◆ EXERCISE: Within the data below, determine how many lines contain "before" and supply only that figure.

◆ DATA PROVIDED:
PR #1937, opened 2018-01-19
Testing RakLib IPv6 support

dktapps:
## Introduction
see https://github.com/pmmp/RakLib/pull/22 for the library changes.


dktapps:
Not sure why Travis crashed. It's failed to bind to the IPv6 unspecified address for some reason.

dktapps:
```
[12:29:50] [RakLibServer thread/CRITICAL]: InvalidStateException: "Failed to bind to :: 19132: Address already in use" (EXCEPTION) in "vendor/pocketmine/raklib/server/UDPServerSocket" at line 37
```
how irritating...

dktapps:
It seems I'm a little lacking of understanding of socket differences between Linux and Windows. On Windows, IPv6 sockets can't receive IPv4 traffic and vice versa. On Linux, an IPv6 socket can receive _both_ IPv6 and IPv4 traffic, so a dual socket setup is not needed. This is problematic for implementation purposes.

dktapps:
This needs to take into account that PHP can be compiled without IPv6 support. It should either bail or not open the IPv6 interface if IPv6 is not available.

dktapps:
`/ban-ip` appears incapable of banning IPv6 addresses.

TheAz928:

==

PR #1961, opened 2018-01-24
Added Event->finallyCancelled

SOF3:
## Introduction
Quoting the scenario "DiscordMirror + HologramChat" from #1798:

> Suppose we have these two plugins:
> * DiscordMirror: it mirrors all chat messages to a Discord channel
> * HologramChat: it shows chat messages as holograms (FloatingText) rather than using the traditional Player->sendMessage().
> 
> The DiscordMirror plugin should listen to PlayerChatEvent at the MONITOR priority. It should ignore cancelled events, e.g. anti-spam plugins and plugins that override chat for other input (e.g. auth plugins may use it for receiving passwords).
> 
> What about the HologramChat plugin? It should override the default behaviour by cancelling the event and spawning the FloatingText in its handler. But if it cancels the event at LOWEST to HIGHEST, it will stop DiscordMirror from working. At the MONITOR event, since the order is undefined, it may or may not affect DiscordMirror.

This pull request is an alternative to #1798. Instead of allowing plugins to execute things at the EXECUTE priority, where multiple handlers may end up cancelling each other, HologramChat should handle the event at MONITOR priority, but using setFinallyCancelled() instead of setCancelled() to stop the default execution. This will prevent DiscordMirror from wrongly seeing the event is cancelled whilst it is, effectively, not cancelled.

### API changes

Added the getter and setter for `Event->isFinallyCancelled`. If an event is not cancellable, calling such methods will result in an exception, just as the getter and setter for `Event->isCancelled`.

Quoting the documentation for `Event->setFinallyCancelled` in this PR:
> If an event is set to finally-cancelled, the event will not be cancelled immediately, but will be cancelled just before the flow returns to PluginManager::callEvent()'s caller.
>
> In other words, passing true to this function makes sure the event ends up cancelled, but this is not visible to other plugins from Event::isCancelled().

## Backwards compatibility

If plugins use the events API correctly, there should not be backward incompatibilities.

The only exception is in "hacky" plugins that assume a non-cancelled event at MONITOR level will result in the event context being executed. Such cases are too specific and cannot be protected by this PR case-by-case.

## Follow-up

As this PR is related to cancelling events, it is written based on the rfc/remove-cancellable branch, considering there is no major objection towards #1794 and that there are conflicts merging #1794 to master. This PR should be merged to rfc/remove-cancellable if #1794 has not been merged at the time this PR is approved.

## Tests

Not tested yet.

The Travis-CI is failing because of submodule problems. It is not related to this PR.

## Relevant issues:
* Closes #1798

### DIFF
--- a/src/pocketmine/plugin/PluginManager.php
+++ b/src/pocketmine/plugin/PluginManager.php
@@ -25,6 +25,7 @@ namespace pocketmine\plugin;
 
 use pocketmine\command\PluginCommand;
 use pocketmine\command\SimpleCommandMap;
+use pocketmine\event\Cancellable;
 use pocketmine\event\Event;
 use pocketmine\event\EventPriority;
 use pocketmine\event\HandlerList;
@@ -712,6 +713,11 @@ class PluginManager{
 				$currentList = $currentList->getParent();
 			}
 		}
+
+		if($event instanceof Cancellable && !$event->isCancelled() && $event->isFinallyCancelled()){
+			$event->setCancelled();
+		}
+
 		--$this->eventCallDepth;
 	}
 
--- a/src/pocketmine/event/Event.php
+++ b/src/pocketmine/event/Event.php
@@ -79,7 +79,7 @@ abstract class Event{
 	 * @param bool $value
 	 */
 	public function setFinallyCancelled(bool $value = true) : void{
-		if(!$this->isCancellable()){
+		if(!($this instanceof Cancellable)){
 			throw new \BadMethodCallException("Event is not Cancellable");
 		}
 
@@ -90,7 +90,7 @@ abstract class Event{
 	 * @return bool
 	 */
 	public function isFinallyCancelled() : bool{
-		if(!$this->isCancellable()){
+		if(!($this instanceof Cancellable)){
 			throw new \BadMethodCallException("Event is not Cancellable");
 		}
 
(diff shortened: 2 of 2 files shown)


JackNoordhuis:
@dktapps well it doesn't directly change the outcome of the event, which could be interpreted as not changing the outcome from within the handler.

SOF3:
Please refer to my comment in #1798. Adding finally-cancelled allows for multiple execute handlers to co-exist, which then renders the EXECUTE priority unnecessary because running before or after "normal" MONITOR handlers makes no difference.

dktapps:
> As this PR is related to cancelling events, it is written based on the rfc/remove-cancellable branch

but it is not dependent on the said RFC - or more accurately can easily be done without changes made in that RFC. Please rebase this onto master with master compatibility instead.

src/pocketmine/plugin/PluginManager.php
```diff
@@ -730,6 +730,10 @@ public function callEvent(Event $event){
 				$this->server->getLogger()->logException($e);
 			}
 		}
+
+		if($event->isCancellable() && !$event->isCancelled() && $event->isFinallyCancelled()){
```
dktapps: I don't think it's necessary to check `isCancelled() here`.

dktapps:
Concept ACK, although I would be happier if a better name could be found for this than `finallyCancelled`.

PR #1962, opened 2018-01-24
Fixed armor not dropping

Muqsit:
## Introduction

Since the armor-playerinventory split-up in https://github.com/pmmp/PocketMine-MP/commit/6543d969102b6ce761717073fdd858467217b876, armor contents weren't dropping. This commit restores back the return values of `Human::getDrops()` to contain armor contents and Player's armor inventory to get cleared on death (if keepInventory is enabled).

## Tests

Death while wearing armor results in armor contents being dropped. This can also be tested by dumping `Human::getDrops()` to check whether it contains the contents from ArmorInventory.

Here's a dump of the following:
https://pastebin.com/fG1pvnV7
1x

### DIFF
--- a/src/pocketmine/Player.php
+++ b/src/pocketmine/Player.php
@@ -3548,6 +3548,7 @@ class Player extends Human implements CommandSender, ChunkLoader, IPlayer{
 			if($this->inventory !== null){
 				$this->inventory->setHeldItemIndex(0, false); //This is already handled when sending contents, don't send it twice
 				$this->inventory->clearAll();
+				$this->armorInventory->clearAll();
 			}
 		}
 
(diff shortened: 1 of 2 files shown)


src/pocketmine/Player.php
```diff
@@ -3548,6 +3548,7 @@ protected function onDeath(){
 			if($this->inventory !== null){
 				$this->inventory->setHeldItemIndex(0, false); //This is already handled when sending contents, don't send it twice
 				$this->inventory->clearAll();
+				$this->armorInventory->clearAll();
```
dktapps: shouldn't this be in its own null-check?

---

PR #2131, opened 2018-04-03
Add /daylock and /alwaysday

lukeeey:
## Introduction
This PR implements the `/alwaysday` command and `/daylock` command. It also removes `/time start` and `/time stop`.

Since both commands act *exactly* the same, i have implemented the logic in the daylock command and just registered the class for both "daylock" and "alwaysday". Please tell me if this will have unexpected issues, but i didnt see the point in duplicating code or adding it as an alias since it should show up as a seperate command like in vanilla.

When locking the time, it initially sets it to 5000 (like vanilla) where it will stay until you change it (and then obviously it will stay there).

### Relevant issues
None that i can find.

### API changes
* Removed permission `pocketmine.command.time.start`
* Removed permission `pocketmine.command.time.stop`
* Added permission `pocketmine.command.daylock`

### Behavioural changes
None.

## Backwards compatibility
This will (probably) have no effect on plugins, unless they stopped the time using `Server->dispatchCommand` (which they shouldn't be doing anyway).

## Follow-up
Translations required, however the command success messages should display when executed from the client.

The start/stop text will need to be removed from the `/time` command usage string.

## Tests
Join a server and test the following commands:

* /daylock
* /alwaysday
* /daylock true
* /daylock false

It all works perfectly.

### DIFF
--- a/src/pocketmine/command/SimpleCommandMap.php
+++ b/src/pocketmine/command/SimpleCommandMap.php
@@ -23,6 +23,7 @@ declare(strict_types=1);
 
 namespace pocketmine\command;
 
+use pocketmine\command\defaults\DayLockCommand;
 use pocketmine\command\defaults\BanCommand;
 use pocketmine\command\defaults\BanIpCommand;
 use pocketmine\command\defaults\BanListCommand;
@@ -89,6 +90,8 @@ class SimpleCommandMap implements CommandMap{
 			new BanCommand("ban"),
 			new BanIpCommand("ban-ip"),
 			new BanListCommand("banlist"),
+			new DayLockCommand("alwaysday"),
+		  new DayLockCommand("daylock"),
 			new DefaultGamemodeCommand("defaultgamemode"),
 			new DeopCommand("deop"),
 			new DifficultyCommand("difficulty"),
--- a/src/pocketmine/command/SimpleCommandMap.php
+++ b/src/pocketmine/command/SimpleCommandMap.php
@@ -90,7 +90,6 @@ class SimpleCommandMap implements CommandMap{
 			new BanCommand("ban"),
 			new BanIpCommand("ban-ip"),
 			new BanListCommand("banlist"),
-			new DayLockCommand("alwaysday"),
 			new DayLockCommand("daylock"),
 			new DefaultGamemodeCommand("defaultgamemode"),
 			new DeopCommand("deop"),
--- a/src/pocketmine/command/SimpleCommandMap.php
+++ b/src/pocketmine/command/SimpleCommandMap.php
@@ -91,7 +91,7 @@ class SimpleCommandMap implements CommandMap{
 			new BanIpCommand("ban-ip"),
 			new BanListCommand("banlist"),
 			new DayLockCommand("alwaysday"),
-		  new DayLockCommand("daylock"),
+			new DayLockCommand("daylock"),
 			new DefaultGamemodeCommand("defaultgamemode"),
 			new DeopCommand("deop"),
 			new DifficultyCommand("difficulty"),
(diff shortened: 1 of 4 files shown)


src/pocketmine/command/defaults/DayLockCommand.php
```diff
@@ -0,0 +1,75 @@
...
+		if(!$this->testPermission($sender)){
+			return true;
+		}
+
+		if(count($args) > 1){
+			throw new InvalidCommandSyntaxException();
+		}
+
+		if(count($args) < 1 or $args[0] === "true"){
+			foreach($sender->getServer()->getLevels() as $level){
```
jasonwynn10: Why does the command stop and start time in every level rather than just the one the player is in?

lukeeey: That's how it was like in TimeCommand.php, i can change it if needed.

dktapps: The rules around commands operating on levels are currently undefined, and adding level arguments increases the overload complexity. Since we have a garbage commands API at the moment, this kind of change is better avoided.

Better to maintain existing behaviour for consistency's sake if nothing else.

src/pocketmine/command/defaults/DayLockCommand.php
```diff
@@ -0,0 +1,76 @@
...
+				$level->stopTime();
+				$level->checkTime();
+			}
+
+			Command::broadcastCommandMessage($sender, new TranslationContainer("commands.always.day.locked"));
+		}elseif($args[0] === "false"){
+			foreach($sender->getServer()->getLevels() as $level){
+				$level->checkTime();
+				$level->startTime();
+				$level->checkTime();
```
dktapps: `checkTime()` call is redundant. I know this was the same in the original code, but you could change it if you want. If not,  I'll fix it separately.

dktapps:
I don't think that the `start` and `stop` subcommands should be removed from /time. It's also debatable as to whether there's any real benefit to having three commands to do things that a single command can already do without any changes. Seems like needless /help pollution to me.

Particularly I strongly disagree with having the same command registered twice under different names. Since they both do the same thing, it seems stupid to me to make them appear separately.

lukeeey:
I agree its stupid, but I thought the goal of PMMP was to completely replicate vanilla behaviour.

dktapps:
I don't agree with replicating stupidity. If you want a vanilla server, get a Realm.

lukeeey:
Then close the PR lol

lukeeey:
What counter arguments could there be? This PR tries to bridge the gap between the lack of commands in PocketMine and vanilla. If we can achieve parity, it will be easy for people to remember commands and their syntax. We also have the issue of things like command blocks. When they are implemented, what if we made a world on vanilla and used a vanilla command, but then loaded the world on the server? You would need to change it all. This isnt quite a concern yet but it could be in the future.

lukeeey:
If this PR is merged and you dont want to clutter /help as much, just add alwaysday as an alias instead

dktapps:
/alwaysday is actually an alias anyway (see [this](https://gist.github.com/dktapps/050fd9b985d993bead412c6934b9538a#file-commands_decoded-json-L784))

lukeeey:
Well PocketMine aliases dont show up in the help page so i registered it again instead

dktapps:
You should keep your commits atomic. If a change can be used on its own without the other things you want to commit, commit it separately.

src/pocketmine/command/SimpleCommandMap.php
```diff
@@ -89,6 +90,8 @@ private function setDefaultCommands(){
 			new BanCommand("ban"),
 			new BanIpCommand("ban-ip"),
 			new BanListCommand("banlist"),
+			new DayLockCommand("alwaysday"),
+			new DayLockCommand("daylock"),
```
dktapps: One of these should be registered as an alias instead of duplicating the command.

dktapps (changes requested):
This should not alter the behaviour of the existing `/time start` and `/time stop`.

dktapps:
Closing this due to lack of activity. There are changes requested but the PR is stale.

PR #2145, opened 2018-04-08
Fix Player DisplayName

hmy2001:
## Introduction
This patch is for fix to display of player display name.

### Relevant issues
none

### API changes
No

◆ ANSWER TO THIS EXERCISE: 2